● ASSIGNMENT: Please copy every line from the following entries in which the word "protected" appears.

----

Issue #310, opened 2018-02-02
[* Sequence] Basic support for phone numbers


tellarin:
("622 97 54 17"),
    ("632 139823"),
    ("679 124 898"),
    ("651 193 123"),
    ("652123123"),
    ("+44 (0)7123 129683"),
    ("0044 07700 900873"),
    ("004407624938475"),
    ("(96) 192834614"),
    ("(55) 3333-33333"),
    ("(21)99713-3601"),

PR #319, opened 2018-02-06
Support basic/typical phone number recognition

STayinloves:
Github issue: https://github.com/Microsoft/Recognizers-Text/issues/310

- Add extractor and parser for phone numbers, with simple parser output.
- Add tests for normal phone number patterns in Brazil, UK, Germany,
Chile and Argentina, also some invalid tests.
- Modify SimpleConsole to support phone number recognize in it.

### DIFF
--- a/.NET/Microsoft.Recognizers.Definitions/BasePhoneNumbers.cs
+++ b/.NET/Microsoft.Recognizers.Definitions/BasePhoneNumbers.cs
@@ -18,7 +18,11 @@ namespace Microsoft.Recognizers.Definitions
 	public static class BasePhoneNumbers
 	{
 		public const string NumberReplaceToken = "@builtin.phonenumber";
-		public static readonly Func<string, string, string> IntegerRegexDefinition = (placeholder, thousandsmark) => $@"(((?<!\d+\s*)-\s*)|((?<=\b)(?<!(\d+\.|\d+,))))\d{{1,3}}({thousandsmark}\d{{3}})+(?={placeholder})";
-		public const string PlaceHolderDefault = "\\D|\\b";
+		public const string NoLetterPrefixRegex = @"(?<![a-z|0-9])";
+		public const string NoLetterSuffixRegex = @"(?![a-z|0-9])";
+		public static readonly string GeneralPhoneNumberRegex = $@"({NoLetterPrefixRegex}((\d[\s-/]?){{8,}}){NoLetterSuffixRegex})";
+		public static readonly string BrazilPhoneNumberRegex = $@"({NoLetterPrefixRegex}(\(?\s?\d{{2,3}}\s?\)?\s?)\s?\d{{4,5}}-?\d{{3,4}}{NoLetterSuffixRegex})";
+		public static readonly string UkPhoneNumberRegex = $@"({NoLetterPrefixRegex}((00)|\+)?\s?\d{{2}}\s?(\(0\))?\d{{3,5}}[/-]?\s?(\d{{7,8}}|\d{{3}}\s?\d{{3}}){NoLetterSuffixRegex})";
+		public static readonly string GermanyPhoneNumberRegex = $@"({NoLetterPrefixRegex}(\d{{4}}\s?[-/]?(\s?\d){{7,8}}){NoLetterSuffixRegex})";
 	}
 }
--- a/.NET/Microsoft.Recognizers.Definitions/BasePhoneNumbers.cs
+++ b/.NET/Microsoft.Recognizers.Definitions/BasePhoneNumbers.cs
@@ -18,11 +18,9 @@ namespace Microsoft.Recognizers.Definitions
 	public static class BasePhoneNumbers
 	{
 		public const string NumberReplaceToken = "@builtin.phonenumber";
-		public const string NoLetterPrefixRegex = @"(?<![a-z|0-9])";
-		public const string NoLetterSuffixRegex = @"(?![a-z|0-9])";
-		public static readonly string GeneralPhoneNumberRegex = $@"({NoLetterPrefixRegex}((\d[\s-/]?){{8,}}){NoLetterSuffixRegex})";
-		public static readonly string BrazilPhoneNumberRegex = $@"({NoLetterPrefixRegex}(\(?\s?\d{{2,3}}\s?\)?\s?)\s?\d{{4,5}}-?\d{{3,4}}{NoLetterSuffixRegex})";
-		public static readonly string UkPhoneNumberRegex = $@"({NoLetterPrefixRegex}((00)|\+)?\s?\d{{2}}\s?(\(0\))?\d{{3,5}}[/-]?\s?(\d{{7,8}}|\d{{3}}\s?\d{{3}}){NoLetterSuffixRegex})";
-		public static readonly string GermanyPhoneNumberRegex = $@"({NoLetterPrefixRegex}(\d{{4}}\s?[-/]?(\s?\d){{7,8}}){NoLetterSuffixRegex})";
+		public const string GeneralPhoneNumberRegex = @"(\b((\d[\s-/]?){8,})\b)";
+		public const string BrazilPhoneNumberRegex = @"(((?'brac'\B\(\s?)|\b)\d{2,3}(?'-brac'\s?\))?\s?)\s?\d{4,5}-?\d{3,5}\b(?(brac)(?!))";
+		public const string UkPhoneNumberRegex = @"(((\b(00)|\B\+)\s?)?\d{2}\s?(\(0\))?\d{3,5}[/-]?\s?(\d{7,8}|\d{3}\s?\d{3})\b)";
+		public const string GermanyPhoneNumberRegex = @"(\b(\d{4}\s?[-/]?(\s?\d){7,8})\b)";
 	}
 }
--- a/.NET/Microsoft.Recognizers.Text.DataDrivenTests/Sequence/TestSequence_English.cs
+++ b/.NET/Microsoft.Recognizers.Text.DataDrivenTests/Sequence/TestSequence_English.cs
@@ -33,7 +33,7 @@ namespace Microsoft.Recognizers.Text.Sequence.Tests
         [TestMethod]
         public void PhoneNumberModel()
         {
-            TestNumber();
+            TestSequence();
         }
     }
 }
--- a/.NET/Microsoft.Recognizers.Text.DataDrivenTests/Sequence/TestSequence_English.cs
+++ b/.NET/Microsoft.Recognizers.Text.DataDrivenTests/Sequence/TestSequence_English.cs
@@ -1,0 +1,39 @@
+﻿using System;
+using System.Collections.Generic;
+using System.Linq;
+using System.Text;
+using System.Threading.Tasks;
+using Microsoft.Recognizers.Text.DataDrivenTests;
+using Microsoft.VisualStudio.TestTools.UnitTesting;
+
+namespace Microsoft.Recognizers.Text.Sequence.Tests
+{
+    [TestClass]
+    public class TestSequence_English : TestBase
+    {
+        public static TestResources TestResources { get; protected set; }
+        public static IDictionary<string, IModel> Models { get; protected set; }
+
+        [ClassInitialize]
+        public static void ClassInitialize(TestContext context)
+        {
+            TestResources = new TestResources();
+            TestResources.InitFromTestContext(context);
+            Models = new Dictionary<string, IModel>();
+        }
+
+        [TestInitialize]
+        public void TestInitialize()
+        {
+            base.TestSpecInitialize(TestResources);
+            base.ModelInitialize(Models);
+        }
+
+        [DataSource("Microsoft.VisualStudio.TestTools.DataSource.CSV", "PhoneNumberModel-English.csv", "PhoneNumberModel-English#csv", DataAccessMethod.Sequential)]
+        [TestMethod]
+        public void PhoneNumberModel()
+        {
+            TestNumber();
+        }
+    }
+}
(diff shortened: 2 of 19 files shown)


Specs/Sequence/English/PhoneNumberModel.json
```diff
@@ -0,0 +1,958 @@
...
+{
+  "Input": "My phone number is ( 19 ) 38294427.",
+  "NotSupported": "javascript",
+  "NotSupportedByDesign": "python",
+  "Results": [
+    {
+      "Text": "( 19 ) 38294427",
+      "TypeName": "phonenumber",
+      "Resolution": {
+        "value": "( 19 ) 38294427"
```
yiylin: I think the format of Resolution should always the same. But in this file, some are "( xx ) xxxx", "(xx) xxxxx", "(xx)xxxx-xx"

.NET/Microsoft.Recognizers.Text.Sequence/English/Extractors/PhoneNumberExtractor.cs
```diff
@@ -0,0 +1,37 @@
...
+        internal override ImmutableDictionary<Regex, string> Regexes { get; }
+
+        protected sealed override string ExtractType { get; } = Constants.MODEL_PHONE_NUMBER;
+
+        public PhoneNumberExtractor()
+        {
+            var regexes = new Dictionary<Regex, string>
+            {
+                {
+                    new Regex(BasePhoneNumbers.BrazilPhoneNumberRegex), "BrazilPhoneNumber"
```
yiylin: Put these constant string to some constant file

.NET/Microsoft.Recognizers.Text.DataDrivenTests/Sequence/TestSequence_English.cs
```diff
@@ -0,0 +1,39 @@
...
+        {
+            base.TestSpecInitialize(TestResources);
+            base.ModelInitialize(Models);
+        }
+
+        [DataSource("Microsoft.VisualStudio.TestTools.DataSource.CSV", "PhoneNumberModel-English.csv", "PhoneNumberModel-English#csv", DataAccessMethod.Sequential)]
+        [TestMethod]
+        public void PhoneNumberModel()
+        {
+            TestNumber();
```
yiylin: why TestNumber?

Specs/Sequence/English/PhoneNumberModel.json
yiylin: @tellarin

.NET/Microsoft.Recognizers.Text.Sequence/SequenceRecognizer.cs
```diff
@@ -11,9 +13,34 @@ private SequenceRecognizer(SequenceOptions options)
         {
             RegisterModel(Culture.English, options.ToString(), new Dictionary<Type, IModel>
             {
+                [typeof(PhoneNumberModel)] = new PhoneNumberModel(new PhoneNumberParser(), new PhoneNumberExtractor())
```
yiylin: If for different languages, it always use the same dictionary, I think we can just reuse it? not need to new so many  objects?

.NET/Microsoft.Recognizers.Text.Sequence/Extractors/BaseSequenceExtractor.cs
```diff
@@ -0,0 +1,76 @@
...
+
+namespace Microsoft.Recognizers.Text.Sequence
+{
+    public abstract class BaseSequenceExtractor : IExtractor
+    {
+        internal abstract ImmutableDictionary<Regex, string> Regexes { get; }
+
+        protected virtual string ExtractType { get; } = "";
+
+        public List<ExtractResult> Extract(string text)
```
yiylin: split big methods to small methods

.NET/Microsoft.Recognizers.Text.DataDrivenTests/Sequence/TestSequence_English.cs
STayinloves: I think the Sequence's check process is like the Number one, so I just reuse it here. Should I create a new function with the same code or create a function to wrap it.

Specs/Sequence/English/PhoneNumberModel.json
STayinloves: @tellarin and I have discussed to leave it as the extracted result for now. And I think that parse it to some normal format need further discussion and a lot of work.

.NET/Microsoft.Recognizers.Text.DataDrivenTests/TestBase.cs
```diff
@@ -320,6 +320,11 @@ public void TestDateTimeMergedParser()
             }
         }
 
+        public void TestSequence()
+        {
+            TestNumber();
```
yiylin: If TestNumber can be used in NumberModel,OrdinalModel,PercentModel,NumberRangeModel and PhoneNumberModel, I suggest to rename TestNumber to more general method(such as TestBasic?). And not need to create a new method TestSequence

.NET/Microsoft.Recognizers.Definitions/BasePhoneNumbers.cs
```diff
@@ -18,7 +18,11 @@ namespace Microsoft.Recognizers.Definitions
 	public static class BasePhoneNumbers
 	{
 		public const string NumberReplaceToken = "@builtin.phonenumber";
-		public static readonly Func<string, string, string> IntegerRegexDefinition = (placeholder, thousandsmark) => $@"(((?<!\d+\s*)-\s*)|((?<=\b)(?<!(\d+\.|\d+,))))\d{{1,3}}({thousandsmark}\d{{3}})+(?={placeholder})";
-		public const string PlaceHolderDefault = "\\D|\\b";
+		public const string NoLetterPrefixRegex = @"(?<![a-z|0-9])";
```
yiylin: Do we need to consider "A-Z"? If so, please add the related test case.

Specs/Sequence/English/PhoneNumberModel.json
tellarin: For this version, let's not do any formatting of the value. This can come in a future PR.

.NET/Microsoft.Recognizers.Text.DataDrivenTests/TestBase.cs
tellarin: Is NumberWithUnit also using the same TestNumber method? If so, I agree with @yiylin.

.NET/Microsoft.Recognizers.Definitions/BasePhoneNumbers.cs
tellarin: Which cases actually match this? Letters are no valid as prefix, nor suffix.

.NET/Microsoft.Recognizers.Text.DataDrivenTests/TestBase.cs
yiylin: No, but the NumberWithUnit's test code is very similar to TestNumber, and I think after adding a "if" to TestNumber , then NumberWithUnit also can use this method to test

.NET/Microsoft.Recognizers.Definitions/BasePhoneNumbers.cs
tellarin: Also, can't we just restrict the boundaries of the regexes instead of making all regexes more complex by appending more patterns to their start and end?

.NET/Microsoft.Recognizers.Text.Sequence/English/Extractors/PhoneNumberExtractor.cs
```diff
@@ -0,0 +1,37 @@
...
+{
+    class PhoneNumberExtractor : BaseSequenceExtractor
+    {
+        internal override ImmutableDictionary<Regex, string> Regexes { get; }
+
+        protected sealed override string ExtractType { get; } = Constants.MODEL_PHONE_NUMBER;
+
+        public PhoneNumberExtractor()
+        {
+            var regexes = new Dictionary<Regex, string>
```
tellarin: Shouldn't these be in a BasePhoneNumberExtractor?

.NET/Microsoft.Recognizers.Definitions/BasePhoneNumbers.cs
STayinloves: It's for getting rid of the invalid phone number, such as "s6666666", "6666666s" or something else. And I'm going to add the "A-Z".

.NET/Microsoft.Recognizers.Text.Sequence/SequenceRecognizer.cs
```diff
@@ -9,10 +11,22 @@ public class SequenceRecognizer : Recognizer
 
         private SequenceRecognizer(SequenceOptions options)
         {
-            RegisterModel(Culture.English, options.ToString(), new Dictionary<Type, IModel>
+            var models = new Dictionary<Type, IModel>
```
tellarin: Wouldn't a better approach be to just override the ways to get a model to ignore culture?

Patterns/Base-PhoneNumbers.yaml
```diff
@@ -1,7 +1,19 @@
...
+GeneralPhoneNumberRegex: !nestedRegex
+  def: ({NoLetterPrefixRegex}((\d[\s-/]?){8,}){NoLetterSuffixRegex})
+  references: [ NoLetterPrefixRegex, NoLetterSuffixRegex ]
+BrazilPhoneNumberRegex: !nestedRegex
+  def: ({NoLetterPrefixRegex}(\(?\s?\d{2,3}\s?\)?\s?)\s?\d{4,5}-?\d{3,4}{NoLetterSuffixRegex})
+  references: [ NoLetterPrefixRegex, NoLetterSuffixRegex ]
+UkPhoneNumberRegex: !nestedRegex
+  def: ({NoLetterPrefixRegex}((00)|\+)?\s?\d{2}\s?(\(0\))?\d{3,5}[/-]?\s?(\d{7,8}|\d{3}\s?\d{3}){NoLetterSuffixRegex})
+  references: [ NoLetterPrefixRegex, NoLetterSuffixRegex ]
+GermanyPhoneNumberRegex: !nestedRegex
```
tellarin: If you changed the YAML file, there should be a .cs and a .ts files created from it.
Can you add the .ts file to this PR?

.NET/Microsoft.Recognizers.Definitions/BasePhoneNumbers.cs
yiylin: If so, then I think it should be [^0-9]

Specs/Sequence/English/PhoneNumberModel.json
```diff
@@ -0,0 +1,958 @@
...
+        "TypeName": "phonenumber",
+        "Resolution": {
+            "value": "017612345678"
+        }
+        }
+    ]
+}
+,
+{
+    "Input": "My phone number is 622 15 31 23.",
```
tellarin: All Chile/Argentina numbers fall into the general regex?

.NET/Microsoft.Recognizers.Definitions/BasePhoneNumbers.cs
yiylin: @tellarin  mention that something like "\b"

tellarin: Yep. Like https://docs.microsoft.com/en-us/dotnet/standard/base-types/anchors-in-regular-expressions#word-boundary-b

.NET/Microsoft.Recognizers.Text.DataDrivenTests/TestBase.cs
tellarin: Let's keep this one like this then. In the future there will be more cases where there will be differences from sequences to numbers.
But I'd rename TestSequence to TestPhone as this is specific to it.

Specs/Sequence/English/PhoneNumberModel.json
STayinloves: They do fall into it.

Patterns/Base-PhoneNumbers.yaml
STayinloves: OK, I'll add it.

.NET/Microsoft.Recognizers.Definitions/BasePhoneNumbers.cs
STayinloves: The '\b' does extract "49176 12345678" from "+49176 12345678" and "55) 3333-33333" from "(55) 3333-33333", and I think it's not suitble for this situation.

.NET/Microsoft.Recognizers.Text.Sequence/English/Extractors/PhoneNumberExtractor.cs
STayinloves: Yes, I agree. But does BasePhoneNumberExtractor inherit from BaseSequenceExtractor? Because of the same extract logic they share.

Patterns/Base-PhoneNumbers.yaml
STayinloves: I think we should create a new package to contain it. For now, it doesn't exist. And the typescript part in our pattern document seems to be out of date.

.NET/Microsoft.Recognizers.Text.Sequence/Extractors/BaseSequenceExtractor.cs
STayinloves: I think the logic here is hard to split, but I have added some comments. Hope this do help.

----

● TASK ANSWER:
+        public static TestResources TestResources { get; protected set; }
+        public static IDictionary<string, IModel> Models { get; protected set; }
+        protected sealed override string ExtractType { get; } = Constants.MODEL_PHONE_NUMBER;
+        protected virtual string ExtractType { get; } = "";
+        protected sealed override string ExtractType { get; } = Constants.MODEL_PHONE_NUMBER;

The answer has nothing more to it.